Records provided:
PR #367, opened 2021-03-29
feat(deadline): add option to the RenderQueue to use cachefilesd

### LINKED ISSUE #366: Enable cachefilesd on RenderQueue
Linux provides FS-Cache ( https://www.kernel.org/doc/Documentation/filesystems/caching/fscache.txt ) as a mechanism for transparently caching network file accesses. Filesystem driver that support it can interface with this subsystem via `cachefilesd`. Using this can reduce network traffic to networked filesystems when the majority of operations are read-ops -- as is the case with the RenderQueue.

### Use Case

Nominally, when using Amazon EFS configured for bursting throughput as the backing filesystem for the Deadline Remote Connection Server. Reducing the read traffic to the filesystem reduces the total reads to the filesystem, which reduces the throughput that must be indirectly provisioned, by adding data to the filesystem, to reduce burst credit consumption rate. 

### Proposed Solution

Option on the RenderQueue (off by default) that will install & start the `cachefilesd` service on the ECS container host.

### Other

N/A

---

ddneilson:
Implements: https://github.com/aws/aws-rfdk/issues/366

### Testing

Started up a basic render farm using the RFDK examples, but modified the example to set the `fsc` mount option on the Amazon EFS and enable `cachefilesd` on the RenderQueue.

Used systems manager connection to remote in to the RenderQueue's ECS container host, and then:
1. Verified that cachefilesd is installed and running.
2. Verified that the `/mnt/repo` filesystem was mounted using the EFS helper which in-turn uses the NFSv4 mount driver, and that the `fsc` option was properly set on the NFSv4 mount point.
```bash
[root@ip-10-0-126-223 ~]# mount | grep nfs
sunrpc on /var/lib/nfs/rpc_pipefs type rpc_pipefs (rw,relatime)
127.0.0.1:/ on /mnt/repo type nfs4 (rw,relatime,vers=4.1,rsize=1048576,wsize=1048576,namlen=255,hard,noresvport,proto=tcp,port=20312,timeo=600,retrans=2,sec=sys,clientaddr=127.0.0.1,fsc,local_lock=none,addr=127.0.0.1,_netdev)
```
3. Ran a series of full copies of the `/mnt/repo` filesystem (approx 1.3 GB of data) to the local device both with and without cachefilesd running. The image below shows the throughput metrics on the Amazon EFS filesystem through these tests; as expected, the read throughput with cachefilesd is much lower than a full copy once the local cache has been populated.

RepoCopy

### Performance Testing

Test setup:
1. RFDK Basic all-in application with an added bastion host set up as a Workstation (installed Deadline & DCV). So... single RCS (c5.large), EFS burst-mode filesystem with ~1GB of data (encrypted), DocDB (db.r5.large), Linux-based Worker ASG (t3.medium), and TLS enabled throughout

summary

So, cachefilesd shaves about 30% of metered throughput when starting 200 workers (9.73MB/s -> 6.9MB/s) and 26% of metered throughput when rendering 1k 'sleep 10' jobs (1.9MB/s -> 1.6MB/s). With the standard caveats, of course, about this being a single data point so there will be sizable error bars on those.

----

### DIFF
--- a/packages/aws-rfdk/lib/deadline/scripts/bash/enableCacheFilesd.sh
+++ b/packages/aws-rfdk/lib/deadline/scripts/bash/enableCacheFilesd.sh
@@ -11,7 +11,7 @@ then
   # The yum install can fail if there is no route to the yum repository.
   # Since this is an AL2 instance, that is equivalent to requiring a route to
   # the regional S3 endpoint on port 80.
-  sudo yum install -y cachefilesd || exit 0
+  sudo yum install -y cachefilesd || ( echo 'ERROR -- Failed to install cachefilesd' && exit 0 )
 
   cat << EOF | sudo tee -a /etc/cachefilesd.conf
 # Allow 16k cull table entries
--- a/packages/aws-rfdk/lib/deadline/scripts/bash/enableCacheFilesd.sh
+++ b/packages/aws-rfdk/lib/deadline/scripts/bash/enableCacheFilesd.sh
@@ -11,7 +11,7 @@ then
   # The yum install can fail if there is no route to the yum repository.
   # Since this is an AL2 instance, that is equivalent to requiring a route to
   # the regional S3 endpoint on port 80.
-  sudo yum install -y cachefilesd || ( echo 'ERROR -- Failed to install cachefilesd' && exit 0 )
+  sudo yum install -y cachefilesd || echo 'ERROR -- Failed to install cachefilesd' && exit 0
 
   cat << EOF | sudo tee -a /etc/cachefilesd.conf
 # Allow 16k cull table entries
--- a/packages/aws-rfdk/lib/deadline/scripts/bash/enableCacheFilesd.sh
+++ b/packages/aws-rfdk/lib/deadline/scripts/bash/enableCacheFilesd.sh
@@ -1,0 +1,25 @@
+#!/bin/sh
+
+# Script to install and configure cachefilesd onto a Linux host.
+# This script is presently narrowly written for use on the ECS container host
+# instance(s) that are running the Deadline RCS containers in the RenderQueue construct.
+
+set -xeu
+
+if ! test -f /sbin/cachefilesd
+then
+  # The yum install can fail if there is no route to the yum repository.
+  # Since this is an AL2 instance, that is equivalent to requiring a route to
+  # the regional S3 endpoint on port 80.
+  sudo yum install -y cachefilesd || exit 0
+
+  cat << EOF | sudo tee -a /etc/cachefilesd.conf
+# Allow 16k cull table entries
+culltable 14
+EOF
+
+fi
+
+# Make sure cachefilesd is running
+sudo systemctl enable cachefilesd
+sudo systemctl start cachefilesd
--- a/examples/deadline/All-In-AWS-Infrastructure-Basic/python/package/lib/service_tier.py
+++ b/examples/deadline/All-In-AWS-Infrastructure-Basic/python/package/lib/service_tier.py
@@ -171,7 +171,11 @@ class ServiceTier(Stack):
             # TODO - Evaluate deletion protection for your own needs. This is set to false to
             # cleanly remove everything when this stack is destroyed. If you would like to ensure
             # that this resource is not accidentally deleted, you should set this to true.
-            deletion_protection=False
+            deletion_protection=False,
+            # Enable a local transparent filesystem cache of the Repository filesystem to reduce
+            # data traffic from the Repository's filesystem.
+            # For an EFS and NFS filesystem, this requires the 'fsc' mount option.
+            enable_local_file_caching=True,
         )
         self.render_queue.connections.allow_default_port_from(self.bastion)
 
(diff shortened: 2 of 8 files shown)


RandomInsano:
Looks great! My only concern is with the namespace for this option and underlying function names being generic as it has the following two effects:
1. Those aware of cachefilesd have to check the docs to know what the underlying tech is
2. If we find an *even better* caching option or choose to change the Repo's backing protocol (say to SMB) we'll have problems.

Maybe we could swap "enable_local_file_caching" for "enable_fsc_caching", etc?

packages/aws-rfdk/lib/deadline/scripts/bash/enableCacheFilesd.sh
```diff
@@ -0,0 +1,25 @@
...
+# instance(s) that are running the Deadline RCS containers in the RenderQueue construct.
+
+set -xeu
+
+if ! test -f /sbin/cachefilesd
+then
+  # The yum install can fail if there is no route to the yum repository.
+  # Since this is an AL2 instance, that is equivalent to requiring a route to
+  # the regional S3 endpoint on port 80.
+  sudo yum install -y cachefilesd || exit 0
```
jericht: Should we echo a warning message if the yum install fails?

jericht (dismissed):
Just one really minor comment, otherwise this LGTM

ddneilson:
> 
> 
> Looks great! My only concern is with the namespace for this option and underlying function names being generic as it has the following two effects:
> 
>     1. Those aware of cachefilesd have to check the docs to know what the underlying tech is
> 
>     2. If we find an _even better_ caching option or choose to change the Repo's backing protocol (say to SMB) we'll have problems.
> 
> 
> Maybe we could swap "enable_local_file_caching" for "enable_fsc_caching", etc?

@RandomInsano Thanks for the feedback, Edwin. Variable/property naming is hard. ;-) On one hand... generic for those that don't know the details, or don't want to know/care... On the other hand... it is nice to know what is going on under the hood. I'm trying to strike that balance by going generic with the property name and providing details in the docstring (which shows up under quick-info-type IDE functionality). My thinking is also that if there's a different caching tech for a different filesystem, then we'd want to support that under the same option but detect the filesystem type if we can; it's all the same high-level functionality, regardless of how it's accomplished.

You're thinking that I'm missing the mark with it?

packages/aws-rfdk/lib/deadline/scripts/bash/enableCacheFilesd.sh
ddneilson: Yeah, that would be sensible.

packages/aws-rfdk/lib/deadline/scripts/bash/enableCacheFilesd.sh
```diff
@@ -0,0 +1,25 @@
...
+# instance(s) that are running the Deadline RCS containers in the RenderQueue construct.
+
+set -xeu
+
+if ! test -f /sbin/cachefilesd
+then
+  # The yum install can fail if there is no route to the yum repository.
+  # Since this is an AL2 instance, that is equivalent to requiring a route to
+  # the regional S3 endpoint on port 80.
+  sudo yum install -y cachefilesd || ( echo 'ERROR -- Failed to install cachefilesd' && exit 0 )
```
jericht:
```suggestion
  sudo yum install -y cachefilesd || echo 'ERROR -- Failed to install cachefilesd' && exit 0
```
Looks like we are now creating a subshell and running `exit` from there, so the script will continue to run even if the yum install fails. This is different from what we had before. Should we get rid of the subshell?

packages/aws-rfdk/lib/deadline/scripts/bash/enableCacheFilesd.sh
```diff
@@ -0,0 +1,25 @@
...
+
+  cat << EOF | sudo tee -a /etc/cachefilesd.conf
+# Allow 16k cull table entries
+culltable 14
+EOF
```
jusiskin, line 19: Maybe I'm missing something, but should we apply this configuration regardless of whether `cachefilesd` was present (move outside the `if` block)?

jusiskin (changes requested):
Just one minor question, but otherwise looks great.

packages/aws-rfdk/lib/deadline/scripts/bash/enableCacheFilesd.sh
ddneilson: Drat. Right you are.

packages/aws-rfdk/lib/deadline/scripts/bash/enableCacheFilesd.sh
ddneilson: I was taking the approach that if it's already installed, then it has been configured by someone and I shouldn't mess with it. It's not normally installed on an ECS container host...

jericht (approved):

packages/aws-rfdk/lib/deadline/scripts/bash/enableCacheFilesd.sh
jusiskin: That makes sense, resolving!

jusiskin (approved):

Task description: Lines that contain the word "underlying": how many are there in the data? Give the number and nothing else.

Response area: 4